Since I dont have the house price indices for Modesto, Merced and Atwater, I will use the Case-Shiller Las Vegas house price index as a proxy.
Like many communities during the housing bubble, expenditures were made based on increased property tax revenue. When the housing bubble burst with a vengeance, the expenditures (buildings, salaries and pensions) remained and the revenues plunged leaving these communities with a fiscal nightmare.
Can these communities be salvaged? Of course, either new revenues have to be raised (taxes), budgets cuts (workforce and pensions) or a combination of both.

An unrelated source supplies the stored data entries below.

PR #744, opened 2022-10-05
Fix forces with symmetries

antoine-levitt:
Thanks @gkemlin for the testcase and @jaemolihm for the debugging! @gkemlin can you make sure that the bug is covered by the tests?

### DIFF
--- a/src/symmetry.jl
+++ b/src/symmetry.jl
@@ -243,7 +243,9 @@ function symmetrize_forces(model::Model, forces; symmetries)
             # (but careful that our symmetries are r -> Wr+w, not R(r+f))
             other_at = W \ (position - w)
             i_other_at = findfirst(a -> is_approx_integer(a - other_at), positions_group)
-            symmetrized_forces[idx] += W * forces[group[i_other_at]]
+            # (A.27) is in cartesian coordinates, and since Wcart is orthogonal,
+            # Fsymcart = Wcart * Fcart <=> Fsymred = inv(Wred') Fred
+            symmetrized_forces[idx] += inv(W') * forces[group[i_other_at]]
         end
     end
     symmetrized_forces / length(symmetries)


gkemlin:
Yes, but we still have the problem in `test/forwardiff.jl` that the different basis do not have the same number of k-points... So I would suggest to add `symmetries=false` in the rHF model from `test/forwardiff.jl` to make sure they have the same number of k-points.

gkemlin:
Well actually we are lucky and it seems that for the specific test configuration it's not the case :smile:

antoine-levitt:
> Yes, but we still have the problem in test/forwardiff.jl that the different basis do not have the same number of k-points

How is that a problem?

gkemlin:
> How is that a problem?
Yes, no my bad, I wrote before thinking.

Actually, there is still a bug in the test.... The gmres starts with a residual which is pretty high.

```
=== gmres ===
rest	iter	resnorm
  1	  1	1.68e+06
  1	  2	4.08e+05
  1	  3	8.57e+04
  1	  4	4.06e+04
  1	  5	7.51e+03
  1	  6	1.00e+03
  1	  7	4.98e+02
  1	  8	5.18e+01
  1	  9	1.29e+01
  1	 10	6.05e+00
  1	 11	9.76e-01
  1	 12	1.34e-01
  1	 13	6.85e-03
  1	 14	1.08e-03
  1	 15	4.48e-04
  1	 16	4.39e-05
  1	 17	1.35e-05
  1	 18	2.38e-06
  1	 19	5.56e-07
  1	 20	3.21e-08
  2	  1	5.32e-06
  2	  2	2.27e-06
  2	  3	2.40e-07
  2	  4	1.13e-07
  2	  5	4.64e-08
  2	  6	1.94e-08
  2	  7	8.19e-09
  2	  8	1.47e-09
  2	  9	3.47e-10
  2	 10	1.51e-10
  2	 11	3.60e-11
Derivative for metals: Test Failed at /Users/runner/work/DFTK.jl/DFTK.jl/test/forwarddiff.jl:56
  Expression: norm(derivative_ε1 - derivative_ε1_fd) < 0.0001
   Evaluated: 2.3349364804113014e17 < 0.0001
Stacktrace:
 [1] macro expansion
   @ ~/work/DFTK.jl/DFTK.jl/test/forwarddiff.jl:56 [inlined]
 [2] macro expansion
   @ /Users/julia/buildbot/worker/package_macos64/build/usr/share/julia/stdlib/v1.6/Test/src/Test.jl:1151 [inlined]
 [3] macro expansion
   @ ~/work/DFTK.jl/DFTK.jl/test/forwarddiff.jl:51 [inlined]
 [4] macro expansion
   @ /Users/julia/buildbot/worker/package_macos64/build/usr/share/julia/stdlib/v1.6/Test/src/Test.jl:1151 [inlined]
 [5] top-level scope
   @ ~/work/DFTK.jl/DFTK.jl/test/forwarddiff.jl:10
```

antoine-levitt:
Who cares about macs.

antoine-levitt:
But yeah that's weird...

mfherbst:
I'll merge this, because it is the right direction to go even though it does not yet fix all the bugs.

But let us examine two daunting charts at the US level indicating that other communities may be headed for bankruptcy.
First, wages as a percentage of GDP has been falling since 1970. This does not bode well for supporting community budgets since housing recovery will be slowed by lower wage income.
Second, the civilian employment to population ratio has fallen to levels not seen since the Carter recessions of late 1970s and early 1980s. And they are not improving. This means that more and more people are relying on taxpaypers.
Third, last weeks durable goods orders collapse was bad news for Q3 GDP. Collapses in consumer goods orders are associated with recessions.
The macro numbers for wages, employment and durable good production indicate that many communities will far further into fiscal trouble.
At least house prices have seemingly stabilized in much of the country which is good news for communities.
(Excerpt) Read more at confoundedinterest.wordpress.com ...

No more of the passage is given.